说罢又想到今天顺威伯府那鲜花着锦的热烈景象,谁知道会不会又是下一个孟家呢,像他或妹夫这样的也不过是上位者的手中棋子罢了。
一时间夫妻二人竟是再无他话。
越宁府中,林云姿和母亲梁氏也正在将那顺威伯府的寿宴见闻说给侯府老夫人卢氏。
听到月昌郡主邀约赏菊,卢老夫人不禁冷笑:“她可真是一手好算盘呢,儿子未能请封,估计是着急了。”
梁氏也赞同婆婆的话:“谁说不是呢,那么多的千金在场,单单只点了云姿和蒋家那位。”
卢老夫人又望向云姿:“今日这事,你且看如何?”
林云姿思绪转了一转,心内斟酌了几分:“郡主的宴,必是醉翁之意不在酒。”
卢氏赞许的笑笑,林云姿声音稍稍坚定:“她必是要在我与合穗两人间做个选择,毕竟....”说着便停住了,卢氏示意她接着往下说,
“毕竟于公子也到了议亲的年纪了,听云泽说起过,这位于公子好像与郡主夫妇的眼光不太一致。”

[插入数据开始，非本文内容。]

PR #4816, opened 2024-03-12
USH-1125: disable arbitrary limitation on CSV import file data size

tuxpiper:
- Disables arbitrary limitation of 20KB in imported CSV file
- Add a comment to the point that the limitation should be enabled only once it's configurable


src/Ushahidi/Modules/V5/Requests/CSVRequest.php
```diff
@@ -26,10 +26,14 @@ public function rules(Request $request)
...
     }
+    
     public function getMaxBytes()
     {
         // To Do: make it config
-        return 20000;
+        // David Losada update 2024-03-15: originally 20KB, that size is arbitrary and not useful to anyone.
+        //    Setting to 1TiB, instead
+        //    Let's make it something reasonable when the work to make this a config value happens.
+        return 1024 * 1024 * 1024 * 1024;
```
ushahidlee, line 36: I think this is a bit high. Can I suggest somewhere in the range of 20mb - 50mb?

Mh-Asmi (approved):

PR #4827, opened 2024-03-14
Email Issues

ushahidlee:
This PR contains a bugfix and new functionality.

Bug: The data source was selecting the last imported message from the platforms database and using its id as the starting point to fetch new messages from the mailbox. This means that if the data source was removed and then re-added, it would use the previously fetched message id as a starting point and not fetch messages until the new messages had ids that exceeded that value. This fix allows the data source to save the last fetch email id in its config, which is deleted with the data source.

New Functionality: I have added a new option to the setup which allows the user to specify whether they would like all email fetched (ie. everything in the inbox irrespective of the number of emails) or only unread email (the new option).

### DIFF
--- a/config/data-provider.php
+++ b/config/data-provider.php
@@ -31,7 +31,7 @@ return [
         'incoming_username' => '',
         'incoming_password' => '',
         'incoming_unread_only' => 'Unread',
-        'incoming_last_uid' => 0
+        'incoming_last_uid' => '0'
     ],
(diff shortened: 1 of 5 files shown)


Mh-Asmi (approved):
I didn't tet the branch but the code is good for me 👍

tuxpiper:
Nice 👌  thank you, @ushahidlee  !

梁氏嗤笑一声:“月昌郡主还以为自己瞒的好呢。郡马家的远房侄女可是住了一年多了,这郎情妾意的。”
云姿毕竟还是个云英未嫁的少女,不好接母亲的话,只能低头喝茶。
卢氏说道:“这种事情咱们都听到风声了,那想必蒋家大夫人知道的更多,她那人最好帮人拉纤做媒的,郡主这一把算盘可比不过她。”

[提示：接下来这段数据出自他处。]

PR #4922, opened 2024-04-22
exclude posts of survey with private locations

Mh-Asmi:
-

Test checklist:
- [ ]

Fixes ushahidi/platform# .

Ping @ushahidi/platform

### DIFF
--- a/src/Ushahidi/Modules/V5/Http/Controllers/PostController.php
+++ b/src/Ushahidi/Modules/V5/Http/Controllers/PostController.php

梁氏想到蒋大夫人往日的行事风格,心里为月昌郡主捏了一把汗,说不得,那远房侄女真要成为亲儿媳妇了。
卢氏想的不错,一听到女儿说月昌郡主特地邀请去赏菊,蒋大夫人立时碎了一个汝窑茶盏:“凭她也配。”
想她越宁侯府,贵妃娘娘在宫里圣眷正隆,龙凤胎的一对儿皇子公主也眼见着长大了,越宁侯手握京畿防卫的兵权,那是当朝一等一的豪门权臣,这月昌郡主不过是文王的女儿,嫁的郡马也是家世与能力颇为一般,只不过有副好皮囊 。